▸ **About this task**: Please copy every record exactly as it is written.

▸ **Data to process**:
Issue #15853, opened 2024-10-11
`pbr` example is missing one of it labels


rparrett:
## Bevy version

main
bisected to #14848

## Relevant system information

SystemInfo { os: "MacOS 14.5 ", kernel: "23.5.0", cpu: "Apple M1 Max", core_count: "10", memory: "64.0 GiB" }
AdapterInfo { name: "Apple M1 Max", vendor: 0, device: 0, device_type: IntegratedGpu, driver: "", driver_info: "", backend: Metal }

also tested win11+4080

## What you did

`cargo run --example pbr`

## What went wrong

The vertical "Metallic" label on the right side is missing.

ickshonpe:
Oh yeah, I checked through all the UI examples with this but forgot that none of them feature text rotation. I'll add some slanted text to one of the UI text examples so it doesn't get missed next time.

PR #15925, opened 2024-10-15
don't clip text that is rotated

### LINKED ISSUE #15922: Text rotation no more working properly
## Bevy version

acbed6040eeae99199657e44a9668772738ac344

## What you did

I was looking at issue #15853, and found out that this is the rotation of the text that make it disappear.
I wrote the following example, that rotate a text, that showcase the bug:
```rust
use bevy::prelude::*;

fn main() {
    App::new()
        .add_plugins(DefaultPlugins)
        .add_systems(Startup, setup)
        .add_systems(Update, text_rotation_system)
        .run();
}

    commands.spawn(Camera2d);
    commands.spawn((
        Text::new("abcdefghijklmnopqrstuvwxyz"),
        TextFont {
            font_size: 40.0,
            ..default()
        },
        TextLayout::new_with_justify(JustifyText::Center),
        Style {
            align_self: AlignSelf::Center,
            justify_self: JustifySelf::Center,
            ..default()
        },
    ));
}

fn text_rotation_system(time: Res<Time>, mut query: Query<&mut Transform, With<Text>>) {
    for mut transform in &mut query {
        let seconds = time.elapsed_seconds();
        transform.rotation = Quat::from_rotation_z(seconds / 2.0);
    }
}
```

## What went wrong

At some small rotation some letters disappear then the whole text disappear. See video:

https://github.com/user-attachments/assets/c941e152-8cca-4dfc-ba84-a995f00f1ff2

## Additional information

Fixing this issue should also fix #15863 directly.

mockersf:
# Objective

- Fixes #15922 , #15853 
- Don't clip text that is rotated by some angles

## Solution

- Compare to the absolute size before clipping

### DIFF
--- a/crates/bevy_ui/src/render/mod.rs
+++ b/crates/bevy_ui/src/render/mod.rs
@@ -1158,9 +1158,9 @@ pub fn prepare_uinodes(
                                 let transformed_rect_size =
                                     glyph.transform.transform_vector3(rect_size);
                                 if positions_diff[0].x - positions_diff[1].x
-                                    >= transformed_rect_size.x
+                                    >= transformed_rect_size.x.abs()
                                     || positions_diff[1].y - positions_diff[2].y
-                                        >= transformed_rect_size.y
+                                        >= transformed_rect_size.y.abs()
                                 {
                                     continue;
                                 }


ickshonpe (approved):
Makes sense. The "Material" label in the PBR example is visible now with the correct orientation.

MiniaczQ (approved):
Example works correctly after the change

PR #15926, opened 2024-10-15
Remove `ExtractComponent::Out`

akimakinai:
# Objective

- `C: ExtractComponent` inserts `C::Out` instead of `C`, so we need to remove `C::Out`. cc #15904.

## Solution

- `C` -> `C::Out`

## Testing

- CAS has `<ContrastAdaptiveSharpening as ExtractComponent>::Out = (DenoiseCas, CasUniform)`. Setting its strength to zero correctly removes the effect after this change.


MiniaczQ (approved):
Wasn't familiar with the trait in last PR my bad,
this looks appropriate

tychedelia (approved):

▸ **Task answer**:
Issue #15853, opened 2024-10-11
`pbr` example is missing one of it labels


rparrett:
## Bevy version

main
bisected to #14848

## Relevant system information

SystemInfo { os: "MacOS 14.5 ", kernel: "23.5.0", cpu: "Apple M1 Max", core_count: "10", memory: "64.0 GiB" }
AdapterInfo { name: "Apple M1 Max", vendor: 0, device: 0, device_type: IntegratedGpu, driver: "", driver_info: "", backend: Metal }

also tested win11+4080

## What you did

`cargo run --example pbr`

## What went wrong

The vertical "Metallic" label on the right side is missing.

ickshonpe:
Oh yeah, I checked through all the UI examples with this but forgot that none of them feature text rotation. I'll add some slanted text to one of the UI text examples so it doesn't get missed next time.

PR #15925, opened 2024-10-15
don't clip text that is rotated

### LINKED ISSUE #15922: Text rotation no more working properly
## Bevy version

acbed6040eeae99199657e44a9668772738ac344

## What you did

I was looking at issue #15853, and found out that this is the rotation of the text that make it disappear.
I wrote the following example, that rotate a text, that showcase the bug:
```rust
use bevy::prelude::*;

fn main() {
    App::new()
        .add_plugins(DefaultPlugins)
        .add_systems(Startup, setup)
        .add_systems(Update, text_rotation_system)
        .run();
}

    commands.spawn(Camera2d);
    commands.spawn((
        Text::new("abcdefghijklmnopqrstuvwxyz"),
        TextFont {
            font_size: 40.0,
            ..default()
        },
        TextLayout::new_with_justify(JustifyText::Center),
        Style {
            align_self: AlignSelf::Center,
            justify_self: JustifySelf::Center,
            ..default()
        },
    ));
}

fn text_rotation_system(time: Res<Time>, mut query: Query<&mut Transform, With<Text>>) {
    for mut transform in &mut query {
        let seconds = time.elapsed_seconds();
        transform.rotation = Quat::from_rotation_z(seconds / 2.0);
    }
}
```

## What went wrong

At some small rotation some letters disappear then the whole text disappear. See video:

https://github.com/user-attachments/assets/c941e152-8cca-4dfc-ba84-a995f00f1ff2

## Additional information

Fixing this issue should also fix #15863 directly.

mockersf:
# Objective

- Fixes #15922 , #15853 
- Don't clip text that is rotated by some angles

## Solution

- Compare to the absolute size before clipping

### DIFF
--- a/crates/bevy_ui/src/render/mod.rs
+++ b/crates/bevy_ui/src/render/mod.rs
@@ -1158,9 +1158,9 @@ pub fn prepare_uinodes(
                                 let transformed_rect_size =
                                     glyph.transform.transform_vector3(rect_size);
                                 if positions_diff[0].x - positions_diff[1].x
-                                    >= transformed_rect_size.x
+                                    >= transformed_rect_size.x.abs()
                                     || positions_diff[1].y - positions_diff[2].y
-                                        >= transformed_rect_size.y
+                                        >= transformed_rect_size.y.abs()
                                 {
                                     continue;
                                 }


ickshonpe (approved):
Makes sense. The "Material" label in the PBR example is visible now with the correct orientation.

MiniaczQ (approved):
Example works correctly after the change

PR #15926, opened 2024-10-15
Remove `ExtractComponent::Out`

akimakinai:
# Objective

- `C: ExtractComponent` inserts `C::Out` instead of `C`, so we need to remove `C::Out`. cc #15904.

## Solution

- `C` -> `C::Out`

## Testing

- CAS has `<ContrastAdaptiveSharpening as ExtractComponent>::Out = (DenoiseCas, CasUniform)`. Setting its strength to zero correctly removes the effect after this change.


MiniaczQ (approved):
Wasn't familiar with the trait in last PR my bad,
this looks appropriate

tychedelia (approved):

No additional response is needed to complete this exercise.